- Saved entries
**********
PR #144, opened 2016-10-13
Bump kubelet and kubectl to 1.4.1

errordeveloper:
@luxas @dgoodwin PTAL

### DIFF
--- a/debian/build.go
+++ b/debian/build.go
@@ -184,12 +184,12 @@ func main() {
 			Distros: allDistros,
 			Versions: []version{
 				{
-					Version:  "1.4.0",
+					Version:  "1.4.1",
 					Revision: "00",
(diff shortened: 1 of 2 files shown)


debian/build.go
```diff
@@ -184,12 +184,12 @@ func main() {
 			Distros: allDistros,
 			Versions: []version{
 				{
-					Version:  "1.4.0",
```
errordeveloper: Not sure if I should bump unstable first, WDYT?

errordeveloper: I think 1.4.1 can be considered stable, it's already out.

luxas:
LGTM

errordeveloper:
@mikedanese will this get built and published automatically now or not?

PR #147, opened 2016-10-13
Fix cleanup with temporary cache.

david-mcmahon:


anago
```diff
@@ -863,6 +865,7 @@ TREE_ROOT=$WORKDIR/kubernetes
 BUILD_OUTPUT=$TREE_ROOT/_output
 RELEASE_NOTES_MD=$WORKDIR/release-notes.md
 RELEASE_NOTES_HTML=$WORKDIR/release-notes.html
+LOCAL_CACHE="/tmp/buildresults-cache.$$"
```
ixdy: any reason not to set this under "COMMON CONSTANTS" in lib/common.sh?

david-mcmahon: Good idea.

david-mcmahon:
PTAL

PR #148, opened 2016-10-13
Improve error message when security layer is not readable.

ixdy:


lib/common.sh
```diff
@@ -640,18 +640,19 @@ common::security_layer () {
...
+  FLAGS_security_layer=${FLAGS_security_layer:-""}
 
-  if [[ -s $FLAGS_security_layer ]]; then
-    source $FLAGS_security_layer >/dev/null 2>&1
-  else
-    if [[ "$HOSTNAME" =~ google.com ]]; then
-      logecho "$FATAL! Googler, this session is incomplete." \
-              "$PROG is running with missing functionality.  See go/$PROG"
-      return 1
+  if [[ -n $FLAGS_security_layer ]]; then
```
david-mcmahon: I'd say we could just reduce this to a single [[ -r ]] to determine if the value is accessible/readable.

ixdy: I wanted to distinguish between "this flag is set but file is unreadable" vs. "this flag is not set".

PR #149, opened 2016-10-13
Check gcloud docker auth before continuing.

david-mcmahon:


anago
```diff
@@ -197,11 +197,13 @@ check_prerequisites () {
   #       do releasey things
   gcloud_auth_list=$($GCLOUD auth list 2>/dev/null)
   for user in $G_AUTH_USER $userat; do
-    logecho -n "Checking cloud auth for $user: "
-    if [[ "$gcloud_auth_list" =~ -\ $user ]]; then
+    logecho -n "Checking cloud account/auth $user: "
+    if [[ "$gcloud_auth_list" =~ -\ $user ]] && \
+       (logrun gcloud config set account $user && logrun gcloud docker); then
```
david-mcmahon: Yes, conveniently `gcloud docker` dies (and returns non-0) when the active user is not authenticated.

Issue #65, opened 2016-09-07
FIx github auth for all the tooling


david-mcmahon:
The handling of github authentication is much like the rest of the tooling prereqs in this repo.  It should be a no-assumed-knowledge, guided process that handholds the user to getting their auth set up correct so they can get on with their lives (the running of the tool).

We make a few attempts to get auth set up correctly.
- https://github.com/kubernetes/release/blob/master/lib/gitlib.sh#L118
- https://github.com/kubernetes/release/blob/master/anago#L905

Additional things we should be doing:
- Guide users using typical workflows and authentication methods and integrate those workflows into tooling here (using the man pages and/or messages that come with auth errors).
- Look into the long running TODO to get an auth state earlier in the execution flow.

mattymo:
What would you like to see improved? Open a browser automatically to https://github.com/settings/tokens if there is no token set?
If it's set and doesn't work, advise the user to ensure there is a token created the current set of information?

This process can't be automated internally without the user actually logging in.

david-mcmahon:
`anago` and other tools run via the command-line.  We need to:

* Understand the different auth mechanisms github uses
* Figure out which ones are used most commonly
* Have a check (as early in the script/process as possible) that validates all the necessary auth pathways (mostly push to various branches).
* The workflow should assume zero knowledge of github auth mechanisms and the user should simply pass the auth check or the auth check should produce a detailed set of steps to achieve the auth required for the operation with instructions on how to continue.

david-mcmahon:
Release process eventually moving to container builder, the issues raised here are no longer relevant/pressing.

PR #150, opened 2016-10-13
Use ssh instead of https for git origin

ixdy:
Typing usernames and passwords gets old fast.

### DIFF
--- a/lib/gitlib.sh
+++ b/lib/gitlib.sh
@@ -24,6 +24,7 @@ GHCURL="curl -s --fail --retry 10 -u ${GITHUB_TOKEN:-$FLAGS_github_token}:x-oaut
 JCURL="curl -g -s --fail --retry 10"
 K8S_GITHUB_API='https://api.github.com/repos/kubernetes/kubernetes'
 K8S_GITHUB_URL='https://github.com/kubernetes/kubernetes'
+K8S_GITHUB_SSH='git@github.com:kubernetes/kubernetes.git'
 
 # Regular expressions for bash regex matching
 # 0=entire branch name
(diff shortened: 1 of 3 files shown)


david-mcmahon:
Thanks for helping out with #65.  Is there any reason not to just make this the default and do away with https?

ixdy:
Heh, I didn't even see #65. I was just trying to make things less painful for myself.

I don't know if everyone has set up ssh keys for GitHub. I guess if we defaulted to ssh this would fail pretty quickly if someone hasn't.

ixdy:
OK, updated to just use ssh instead of https.

lib/gitlib.sh
```diff
@@ -24,6 +24,7 @@ GHCURL="curl -s --fail --retry 10 -u ${GITHUB_TOKEN:-$FLAGS_github_token}:x-oaut
 JCURL="curl -g -s --fail --retry 10"
 K8S_GITHUB_API='https://api.github.com/repos/kubernetes/kubernetes'
 K8S_GITHUB_URL='https://github.com/kubernetes/kubernetes'
+K8S_GITHUB_SSH='git@github.com:kubernetes/kubernetes.git'
```
david-mcmahon: Will this create kubernetes.git directories when the target is unspecified?  Maybe leave this without the .git for compatibility.

ixdy: In both cases it checks out to `kubernetes/`. I can remove the `.git` if you want to be more consistent with the https URL, though the `.git` suffix is what GitHub supplies if you click the "Clone or Download" button on the repo's page.

ixdy: yep, it all seems to work.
**********
- ABOUT THIS EXERCISE
What is needed is an exact transcription of every entry above.

- ANSWER AREA
PR #144, opened 2016-10-13
Bump kubelet and kubectl to 1.4.1

errordeveloper:
@luxas @dgoodwin PTAL

### DIFF
--- a/debian/build.go
+++ b/debian/build.go
@@ -184,12 +184,12 @@ func main() {
 			Distros: allDistros,
 			Versions: []version{
 				{
-					Version:  "1.4.0",
+					Version:  "1.4.1",
 					Revision: "00",
(diff shortened: 1 of 2 files shown)


debian/build.go
```diff
@@ -184,12 +184,12 @@ func main() {
 			Distros: allDistros,
 			Versions: []version{
 				{
-					Version:  "1.4.0",
```
errordeveloper: Not sure if I should bump unstable first, WDYT?

errordeveloper: I think 1.4.1 can be considered stable, it's already out.

luxas:
LGTM

errordeveloper:
@mikedanese will this get built and published automatically now or not?

PR #147, opened 2016-10-13
Fix cleanup with temporary cache.

david-mcmahon:


anago
```diff
@@ -863,6 +865,7 @@ TREE_ROOT=$WORKDIR/kubernetes
 BUILD_OUTPUT=$TREE_ROOT/_output
 RELEASE_NOTES_MD=$WORKDIR/release-notes.md
 RELEASE_NOTES_HTML=$WORKDIR/release-notes.html
+LOCAL_CACHE="/tmp/buildresults-cache.$$"
```
ixdy: any reason not to set this under "COMMON CONSTANTS" in lib/common.sh?

david-mcmahon: Good idea.

david-mcmahon:
PTAL

PR #148, opened 2016-10-13
Improve error message when security layer is not readable.

ixdy:


lib/common.sh
```diff
@@ -640,18 +640,19 @@ common::security_layer () {
...
+  FLAGS_security_layer=${FLAGS_security_layer:-""}
 
-  if [[ -s $FLAGS_security_layer ]]; then
-    source $FLAGS_security_layer >/dev/null 2>&1
-  else
-    if [[ "$HOSTNAME" =~ google.com ]]; then
-      logecho "$FATAL! Googler, this session is incomplete." \
-              "$PROG is running with missing functionality.  See go/$PROG"
-      return 1
+  if [[ -n $FLAGS_security_layer ]]; then
```
david-mcmahon: I'd say we could just reduce this to a single [[ -r ]] to determine if the value is accessible/readable.

ixdy: I wanted to distinguish between "this flag is set but file is unreadable" vs. "this flag is not set".

PR #149, opened 2016-10-13
Check gcloud docker auth before continuing.

david-mcmahon:


anago
```diff
@@ -197,11 +197,13 @@ check_prerequisites () {
   #       do releasey things
   gcloud_auth_list=$($GCLOUD auth list 2>/dev/null)
   for user in $G_AUTH_USER $userat; do
-    logecho -n "Checking cloud auth for $user: "
-    if [[ "$gcloud_auth_list" =~ -\ $user ]]; then
+    logecho -n "Checking cloud account/auth $user: "
+    if [[ "$gcloud_auth_list" =~ -\ $user ]] && \
+       (logrun gcloud config set account $user && logrun gcloud docker); then
```
david-mcmahon: Yes, conveniently `gcloud docker` dies (and returns non-0) when the active user is not authenticated.

Issue #65, opened 2016-09-07
FIx github auth for all the tooling


david-mcmahon:
The handling of github authentication is much like the rest of the tooling prereqs in this repo.  It should be a no-assumed-knowledge, guided process that handholds the user to getting their auth set up correct so they can get on with their lives (the running of the tool).

We make a few attempts to get auth set up correctly.
- https://github.com/kubernetes/release/blob/master/lib/gitlib.sh#L118
- https://github.com/kubernetes/release/blob/master/anago#L905

Additional things we should be doing:
- Guide users using typical workflows and authentication methods and integrate those workflows into tooling here (using the man pages and/or messages that come with auth errors).
- Look into the long running TODO to get an auth state earlier in the execution flow.

mattymo:
What would you like to see improved? Open a browser automatically to https://github.com/settings/tokens if there is no token set?
If it's set and doesn't work, advise the user to ensure there is a token created the current set of information?

This process can't be automated internally without the user actually logging in.

david-mcmahon:
`anago` and other tools run via the command-line.  We need to:

* Understand the different auth mechanisms github uses
* Figure out which ones are used most commonly
* Have a check (as early in the script/process as possible) that validates all the necessary auth pathways (mostly push to various branches).
* The workflow should assume zero knowledge of github auth mechanisms and the user should simply pass the auth check or the auth check should produce a detailed set of steps to achieve the auth required for the operation with instructions on how to continue.

david-mcmahon:
Release process eventually moving to container builder, the issues raised here are no longer relevant/pressing.

PR #150, opened 2016-10-13
Use ssh instead of https for git origin

ixdy:
Typing usernames and passwords gets old fast.

### DIFF
--- a/lib/gitlib.sh
+++ b/lib/gitlib.sh
@@ -24,6 +24,7 @@ GHCURL="curl -s --fail --retry 10 -u ${GITHUB_TOKEN:-$FLAGS_github_token}:x-oaut
 JCURL="curl -g -s --fail --retry 10"
 K8S_GITHUB_API='https://api.github.com/repos/kubernetes/kubernetes'
 K8S_GITHUB_URL='https://github.com/kubernetes/kubernetes'
+K8S_GITHUB_SSH='git@github.com:kubernetes/kubernetes.git'
 
 # Regular expressions for bash regex matching
 # 0=entire branch name
(diff shortened: 1 of 3 files shown)


david-mcmahon:
Thanks for helping out with #65.  Is there any reason not to just make this the default and do away with https?

ixdy:
Heh, I didn't even see #65. I was just trying to make things less painful for myself.

I don't know if everyone has set up ssh keys for GitHub. I guess if we defaulted to ssh this would fail pretty quickly if someone hasn't.

ixdy:
OK, updated to just use ssh instead of https.

lib/gitlib.sh
```diff
@@ -24,6 +24,7 @@ GHCURL="curl -s --fail --retry 10 -u ${GITHUB_TOKEN:-$FLAGS_github_token}:x-oaut
 JCURL="curl -g -s --fail --retry 10"
 K8S_GITHUB_API='https://api.github.com/repos/kubernetes/kubernetes'
 K8S_GITHUB_URL='https://github.com/kubernetes/kubernetes'
+K8S_GITHUB_SSH='git@github.com:kubernetes/kubernetes.git'
```
david-mcmahon: Will this create kubernetes.git directories when the target is unspecified?  Maybe leave this without the .git for compatibility.

ixdy: In both cases it checks out to `kubernetes/`. I can remove the `.git` if you want to be more consistent with the https URL, though the `.git` suffix is what GitHub supplies if you click the "Clone or Download" button on the repo's page.

ixdy: yep, it all seems to work.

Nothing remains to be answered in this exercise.